- **EXERCISE DETAILS**:
Across these entries, how many lines contain the word "scenario"? Answer with only the number.

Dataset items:
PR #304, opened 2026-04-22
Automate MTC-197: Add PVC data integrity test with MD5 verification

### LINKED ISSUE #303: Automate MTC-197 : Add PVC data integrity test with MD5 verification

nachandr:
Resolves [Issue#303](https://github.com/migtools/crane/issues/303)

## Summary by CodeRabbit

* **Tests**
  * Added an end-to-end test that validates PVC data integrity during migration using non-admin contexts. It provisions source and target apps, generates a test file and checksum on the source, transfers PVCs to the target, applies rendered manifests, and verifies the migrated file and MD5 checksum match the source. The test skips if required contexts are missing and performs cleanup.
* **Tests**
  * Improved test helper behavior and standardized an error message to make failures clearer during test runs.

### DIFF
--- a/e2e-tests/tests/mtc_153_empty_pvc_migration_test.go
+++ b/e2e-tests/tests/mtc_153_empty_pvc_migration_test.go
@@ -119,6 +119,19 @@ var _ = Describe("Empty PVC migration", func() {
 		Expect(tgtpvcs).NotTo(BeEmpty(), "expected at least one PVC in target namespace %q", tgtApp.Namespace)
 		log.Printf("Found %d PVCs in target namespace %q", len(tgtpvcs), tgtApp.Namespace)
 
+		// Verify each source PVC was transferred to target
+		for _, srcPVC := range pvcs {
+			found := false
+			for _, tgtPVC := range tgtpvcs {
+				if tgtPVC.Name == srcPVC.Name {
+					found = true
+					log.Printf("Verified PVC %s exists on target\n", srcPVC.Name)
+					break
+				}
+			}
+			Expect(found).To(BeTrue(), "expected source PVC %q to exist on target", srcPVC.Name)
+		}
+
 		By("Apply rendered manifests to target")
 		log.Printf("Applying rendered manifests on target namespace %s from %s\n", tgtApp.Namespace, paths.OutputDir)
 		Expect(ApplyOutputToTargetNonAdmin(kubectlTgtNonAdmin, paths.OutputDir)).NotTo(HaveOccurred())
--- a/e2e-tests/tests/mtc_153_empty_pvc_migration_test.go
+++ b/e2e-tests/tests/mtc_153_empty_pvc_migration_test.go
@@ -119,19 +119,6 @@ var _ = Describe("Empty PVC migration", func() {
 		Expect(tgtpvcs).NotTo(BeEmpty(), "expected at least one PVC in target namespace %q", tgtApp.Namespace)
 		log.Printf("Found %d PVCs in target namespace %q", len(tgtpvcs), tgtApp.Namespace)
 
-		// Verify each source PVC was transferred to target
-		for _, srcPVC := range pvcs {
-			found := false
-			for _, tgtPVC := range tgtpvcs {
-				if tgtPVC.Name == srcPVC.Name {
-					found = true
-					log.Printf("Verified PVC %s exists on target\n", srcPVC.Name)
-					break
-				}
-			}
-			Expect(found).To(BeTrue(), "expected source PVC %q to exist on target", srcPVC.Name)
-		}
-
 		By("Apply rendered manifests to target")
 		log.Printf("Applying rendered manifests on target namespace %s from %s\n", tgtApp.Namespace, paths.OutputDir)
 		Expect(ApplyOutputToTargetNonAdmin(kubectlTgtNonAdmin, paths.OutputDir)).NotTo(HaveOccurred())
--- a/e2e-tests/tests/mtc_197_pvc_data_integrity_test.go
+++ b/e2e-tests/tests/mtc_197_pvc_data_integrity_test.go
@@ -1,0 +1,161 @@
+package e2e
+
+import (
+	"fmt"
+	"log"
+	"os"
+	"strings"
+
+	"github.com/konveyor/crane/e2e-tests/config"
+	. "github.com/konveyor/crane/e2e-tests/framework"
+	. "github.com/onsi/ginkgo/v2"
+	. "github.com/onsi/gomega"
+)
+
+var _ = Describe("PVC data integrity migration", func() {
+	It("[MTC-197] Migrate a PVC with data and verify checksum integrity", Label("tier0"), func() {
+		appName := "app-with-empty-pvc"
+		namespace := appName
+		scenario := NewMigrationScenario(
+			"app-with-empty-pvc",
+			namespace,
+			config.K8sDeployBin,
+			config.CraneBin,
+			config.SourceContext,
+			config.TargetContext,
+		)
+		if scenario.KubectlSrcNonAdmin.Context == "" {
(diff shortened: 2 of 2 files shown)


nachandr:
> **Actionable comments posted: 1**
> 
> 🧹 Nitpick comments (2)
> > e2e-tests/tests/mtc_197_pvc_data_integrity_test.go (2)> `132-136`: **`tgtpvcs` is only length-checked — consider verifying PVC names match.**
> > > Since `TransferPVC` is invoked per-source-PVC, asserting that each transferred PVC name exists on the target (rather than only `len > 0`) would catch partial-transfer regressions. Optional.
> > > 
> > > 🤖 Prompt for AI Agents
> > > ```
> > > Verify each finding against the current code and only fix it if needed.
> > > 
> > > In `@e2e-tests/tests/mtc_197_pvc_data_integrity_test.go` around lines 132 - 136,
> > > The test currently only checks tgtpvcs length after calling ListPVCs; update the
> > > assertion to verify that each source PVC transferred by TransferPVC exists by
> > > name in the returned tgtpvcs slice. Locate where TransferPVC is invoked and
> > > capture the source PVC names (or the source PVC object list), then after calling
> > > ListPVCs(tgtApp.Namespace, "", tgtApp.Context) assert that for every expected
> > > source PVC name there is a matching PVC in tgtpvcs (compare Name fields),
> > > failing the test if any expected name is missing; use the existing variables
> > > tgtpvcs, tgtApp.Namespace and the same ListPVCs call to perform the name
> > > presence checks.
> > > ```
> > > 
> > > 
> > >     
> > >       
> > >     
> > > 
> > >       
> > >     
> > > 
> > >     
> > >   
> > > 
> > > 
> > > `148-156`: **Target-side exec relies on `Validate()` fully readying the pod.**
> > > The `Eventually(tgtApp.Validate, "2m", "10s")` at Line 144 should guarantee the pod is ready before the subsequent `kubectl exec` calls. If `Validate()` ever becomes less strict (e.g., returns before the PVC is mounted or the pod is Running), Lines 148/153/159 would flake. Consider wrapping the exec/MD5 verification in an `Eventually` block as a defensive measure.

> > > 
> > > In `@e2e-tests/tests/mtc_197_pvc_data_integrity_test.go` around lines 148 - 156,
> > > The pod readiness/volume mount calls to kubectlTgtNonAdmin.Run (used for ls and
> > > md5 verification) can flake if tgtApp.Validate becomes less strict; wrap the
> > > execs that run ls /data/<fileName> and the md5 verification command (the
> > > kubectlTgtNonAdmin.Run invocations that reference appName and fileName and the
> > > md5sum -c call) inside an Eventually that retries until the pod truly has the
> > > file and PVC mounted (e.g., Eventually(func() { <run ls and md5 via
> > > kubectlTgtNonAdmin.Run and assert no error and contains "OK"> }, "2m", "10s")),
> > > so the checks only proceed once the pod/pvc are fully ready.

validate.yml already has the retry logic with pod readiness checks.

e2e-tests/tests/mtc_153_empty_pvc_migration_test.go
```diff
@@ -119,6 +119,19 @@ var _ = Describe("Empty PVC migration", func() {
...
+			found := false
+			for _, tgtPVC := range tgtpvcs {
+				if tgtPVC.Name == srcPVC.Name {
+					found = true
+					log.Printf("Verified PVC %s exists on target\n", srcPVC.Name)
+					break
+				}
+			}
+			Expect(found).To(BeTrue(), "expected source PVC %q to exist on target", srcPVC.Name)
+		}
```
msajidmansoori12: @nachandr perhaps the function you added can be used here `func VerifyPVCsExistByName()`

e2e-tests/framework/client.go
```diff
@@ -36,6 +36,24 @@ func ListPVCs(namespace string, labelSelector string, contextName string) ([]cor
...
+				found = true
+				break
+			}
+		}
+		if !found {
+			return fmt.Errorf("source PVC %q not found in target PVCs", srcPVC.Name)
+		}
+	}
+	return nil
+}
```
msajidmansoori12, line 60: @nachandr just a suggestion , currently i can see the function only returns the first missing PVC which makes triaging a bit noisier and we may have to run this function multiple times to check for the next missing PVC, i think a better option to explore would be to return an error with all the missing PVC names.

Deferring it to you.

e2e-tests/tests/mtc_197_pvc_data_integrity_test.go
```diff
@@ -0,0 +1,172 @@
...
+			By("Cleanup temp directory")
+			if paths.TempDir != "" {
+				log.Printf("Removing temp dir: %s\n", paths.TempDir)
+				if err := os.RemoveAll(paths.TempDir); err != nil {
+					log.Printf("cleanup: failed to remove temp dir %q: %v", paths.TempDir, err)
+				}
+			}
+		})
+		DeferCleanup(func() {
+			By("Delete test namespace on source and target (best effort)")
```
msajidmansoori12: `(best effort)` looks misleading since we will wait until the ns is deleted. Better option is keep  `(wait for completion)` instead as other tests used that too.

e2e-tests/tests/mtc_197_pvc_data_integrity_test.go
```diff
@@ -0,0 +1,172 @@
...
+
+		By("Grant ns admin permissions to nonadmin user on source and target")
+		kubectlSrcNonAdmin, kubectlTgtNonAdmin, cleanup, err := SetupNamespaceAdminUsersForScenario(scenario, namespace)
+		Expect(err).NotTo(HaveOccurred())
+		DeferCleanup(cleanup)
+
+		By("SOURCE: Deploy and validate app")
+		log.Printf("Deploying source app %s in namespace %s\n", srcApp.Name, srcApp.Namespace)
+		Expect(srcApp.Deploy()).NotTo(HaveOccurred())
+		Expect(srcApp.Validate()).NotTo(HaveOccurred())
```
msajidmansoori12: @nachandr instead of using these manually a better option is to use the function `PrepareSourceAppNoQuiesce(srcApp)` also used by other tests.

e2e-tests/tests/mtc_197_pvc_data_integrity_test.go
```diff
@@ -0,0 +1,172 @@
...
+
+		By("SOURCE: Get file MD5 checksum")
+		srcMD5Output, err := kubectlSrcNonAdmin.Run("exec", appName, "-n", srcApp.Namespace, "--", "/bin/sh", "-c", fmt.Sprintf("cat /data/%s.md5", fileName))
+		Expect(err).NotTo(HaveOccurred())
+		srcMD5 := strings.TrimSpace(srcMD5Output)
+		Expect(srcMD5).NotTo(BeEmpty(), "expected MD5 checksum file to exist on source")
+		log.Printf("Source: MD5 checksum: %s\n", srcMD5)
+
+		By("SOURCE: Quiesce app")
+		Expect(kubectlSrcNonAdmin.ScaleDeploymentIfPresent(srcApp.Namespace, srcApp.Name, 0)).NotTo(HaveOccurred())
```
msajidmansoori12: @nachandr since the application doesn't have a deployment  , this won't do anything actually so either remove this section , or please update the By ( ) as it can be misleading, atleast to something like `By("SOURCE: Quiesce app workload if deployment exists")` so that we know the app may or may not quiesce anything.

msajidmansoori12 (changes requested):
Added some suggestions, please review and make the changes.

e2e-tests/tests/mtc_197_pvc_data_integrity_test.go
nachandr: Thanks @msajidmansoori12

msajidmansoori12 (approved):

- **RESULT OF THE EXERCISE**:
3